→ **Exercise details**
Repeat every line below exactly, word for word.

Collected data:
--------------------------------
Issue #884, opened 2020-03-13
Filter: Migrating older cc.jsons


NearW:
# Feature request

## Description

As a user, I want to migrate my older versions of the cc.json to a newer or the newest available version, so that it can be loaded in the visualization for sure.

## Acceptance criteria
- After migrating, the cc.json can be correctly validated with `ccsh check myFile.cc.json` using the generated scheme.json of #860 
- The CLI should look like this `ccsh migrate myOldFile.cc.json -v 1.1 -o myNewFile.cc.json`. Per default, the -v should be the newest version. If -o is not provided, print it in the console.
- If the cc.json that should be migrated is missing the version-field or encounters a problem, print a meaningful error message

## Open questions
Should we generate scheme.json for each version so that we can validate the cc.json before migrating? If so, we should specify the version in the check tool like `ccsh check myFile.cc.json -v 1.0`

BridgeAR:
As an alternative solution for this:

What about implementing a strategy to auto-detect the version while loading it into the visualizer? That way it would be transformed internally and the user could get a pop-up notification about the ongoing transformation including an option to download the cc.json with the new structure.

That way it's super user friendly while probably being a bit more work implementation wise.

Richargh:
Older Versions? Does there exist a v2 of the cc.json? Also does the mergin of old/new files still work?

alschmut:
😂 nice Richard :D no don’t worry, there is no 2.0.  but when I was generating a correct Schema to validate our cc.json for #860 we found out that exported cc.json files before July 13th 2019 included the fileName property, that actually never existed on the cc.json schema, but was exported as we decorated the map within the visualization.

BridgeAR:
This is likely less of an issue as soon as we switch to the config based download functionality. Every change to the cc.json structure should be upwards compatible and thus, there should not be an actual need for this. If we ever encounter such need, let's do this on a case by case basis.

PR #888, opened 2020-03-16
Feature/365/attribute types in ccsh

alexhunziker:
# Attribute Types in TokeiImporter and SCMLogParser and consistent data structure

relates to issue #365

## Description

This PR adresses the issue concerning the Attribute types. It is the first step to properly solve #365. Namely it includes:

- Fixed inconsistencies concerning the AttributeTypes in the Analysis. This includes update and refactoring of the model sub-project
- New validation scheme for `ccsh check` which are consistent with the implemented AttributeTypes
- Update of merge and modify filters to correctly handle attributeTypes
- AttributeTypes for tokeiImporter and SCMLogParser
- Update of AttribiteTypes in the visualization to handle new (consistent) data structure.

This issue does *not* include the median calculation in the visualization nor the sum/median symbol for metrics and edgeMetrics.

# Is this a Bugfix / Feature or Change?

The remaining question is if the altered file schema is considered a bugfix, a new feature or a change.

If it was a change, the API version would need to be incremented to 1.2, also implementing an migration filter as suggested in #884 might make sense in this case. If this PR is a bugfix or a new feature, we are fine though imo.

The argument in favour of a change is that the file schema has been, strictly speaking, updated. On the other hand, since the file schema was inconsistent before this PR and did not work, it can be argued that this part of the PR is a bugfix. Lastly it could be argued that AttributeTypes as a whole is a new feature, since we effectivly did not make use of it previously.

Personally i would probably opt for either bugfix or new feature due to simplicity, but the decision is up to you.

## Definition of Done

- [ ] **All tests pass**


visualization/app/codeCharta/state/metric.service.ts
```diff
@@ -63,14 +62,8 @@ export class MetricService implements FilesSelectionSubscriber, BlacklistSubscri
...
 	public getAttributeTypeByMetric(metricName: string, state: State): AttributeTypeValue {
-		const attributeType = this.getMergedAttributeTypes(state.fileSettings.attributeTypes).find(x => {
-			return _.findKey(x) === metricName
-		})
-
-		if (attributeType) {
-			return attributeType[metricName]
-		}
-		return null
+		const attributeType = state.fileSettings.attributeTypes.nodes[metricName]
```
alschmut: I think we should for now check both the nodes and edges attributeTypes as before.

alexhunziker: I would disagree and would instead suggest to add a similar function to the edgeMetric.service instead. That way the metric service does only node metric stuff and leaves all edge things to the dedicated edgeMetric service

alschmut: oh that's a very good idea. Didn't think about it close enough 👍

analysis/import/SCMLogParser/src/main/kotlin/de/maibornwolff/codecharta/importer/scmlogparser/input/metrics/NumberOfAuthors.kt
--------------------------------
→ **Finished task**
Issue #884, opened 2020-03-13
Filter: Migrating older cc.jsons


NearW:
# Feature request

## Description

As a user, I want to migrate my older versions of the cc.json to a newer or the newest available version, so that it can be loaded in the visualization for sure.

## Acceptance criteria
- After migrating, the cc.json can be correctly validated with `ccsh check myFile.cc.json` using the generated scheme.json of #860 
- The CLI should look like this `ccsh migrate myOldFile.cc.json -v 1.1 -o myNewFile.cc.json`. Per default, the -v should be the newest version. If -o is not provided, print it in the console.
- If the cc.json that should be migrated is missing the version-field or encounters a problem, print a meaningful error message

## Open questions
Should we generate scheme.json for each version so that we can validate the cc.json before migrating? If so, we should specify the version in the check tool like `ccsh check myFile.cc.json -v 1.0`

BridgeAR:
As an alternative solution for this:

What about implementing a strategy to auto-detect the version while loading it into the visualizer? That way it would be transformed internally and the user could get a pop-up notification about the ongoing transformation including an option to download the cc.json with the new structure.

That way it's super user friendly while probably being a bit more work implementation wise.

Richargh:
Older Versions? Does there exist a v2 of the cc.json? Also does the mergin of old/new files still work?

alschmut:
😂 nice Richard :D no don’t worry, there is no 2.0.  but when I was generating a correct Schema to validate our cc.json for #860 we found out that exported cc.json files before July 13th 2019 included the fileName property, that actually never existed on the cc.json schema, but was exported as we decorated the map within the visualization.

BridgeAR:
This is likely less of an issue as soon as we switch to the config based download functionality. Every change to the cc.json structure should be upwards compatible and thus, there should not be an actual need for this. If we ever encounter such need, let's do this on a case by case basis.

PR #888, opened 2020-03-16
Feature/365/attribute types in ccsh

alexhunziker:
# Attribute Types in TokeiImporter and SCMLogParser and consistent data structure

relates to issue #365

## Description

This PR adresses the issue concerning the Attribute types. It is the first step to properly solve #365. Namely it includes:

- Fixed inconsistencies concerning the AttributeTypes in the Analysis. This includes update and refactoring of the model sub-project
- New validation scheme for `ccsh check` which are consistent with the implemented AttributeTypes
- Update of merge and modify filters to correctly handle attributeTypes
- AttributeTypes for tokeiImporter and SCMLogParser
- Update of AttribiteTypes in the visualization to handle new (consistent) data structure.

This issue does *not* include the median calculation in the visualization nor the sum/median symbol for metrics and edgeMetrics.

# Is this a Bugfix / Feature or Change?

The remaining question is if the altered file schema is considered a bugfix, a new feature or a change.

If it was a change, the API version would need to be incremented to 1.2, also implementing an migration filter as suggested in #884 might make sense in this case. If this PR is a bugfix or a new feature, we are fine though imo.

The argument in favour of a change is that the file schema has been, strictly speaking, updated. On the other hand, since the file schema was inconsistent before this PR and did not work, it can be argued that this part of the PR is a bugfix. Lastly it could be argued that AttributeTypes as a whole is a new feature, since we effectivly did not make use of it previously.

Personally i would probably opt for either bugfix or new feature due to simplicity, but the decision is up to you.

## Definition of Done

- [ ] **All tests pass**


visualization/app/codeCharta/state/metric.service.ts
```diff
@@ -63,14 +62,8 @@ export class MetricService implements FilesSelectionSubscriber, BlacklistSubscri
...
 	public getAttributeTypeByMetric(metricName: string, state: State): AttributeTypeValue {
-		const attributeType = this.getMergedAttributeTypes(state.fileSettings.attributeTypes).find(x => {
-			return _.findKey(x) === metricName
-		})
-
-		if (attributeType) {
-			return attributeType[metricName]
-		}
-		return null
+		const attributeType = state.fileSettings.attributeTypes.nodes[metricName]
```
alschmut: I think we should for now check both the nodes and edges attributeTypes as before.

alexhunziker: I would disagree and would instead suggest to add a similar function to the edgeMetric.service instead. That way the metric service does only node metric stuff and leaves all edge things to the dedicated edgeMetric service

alschmut: oh that's a very good idea. Didn't think about it close enough 👍

analysis/import/SCMLogParser/src/main/kotlin/de/maibornwolff/codecharta/importer/scmlogparser/input/metrics/NumberOfAuthors.kt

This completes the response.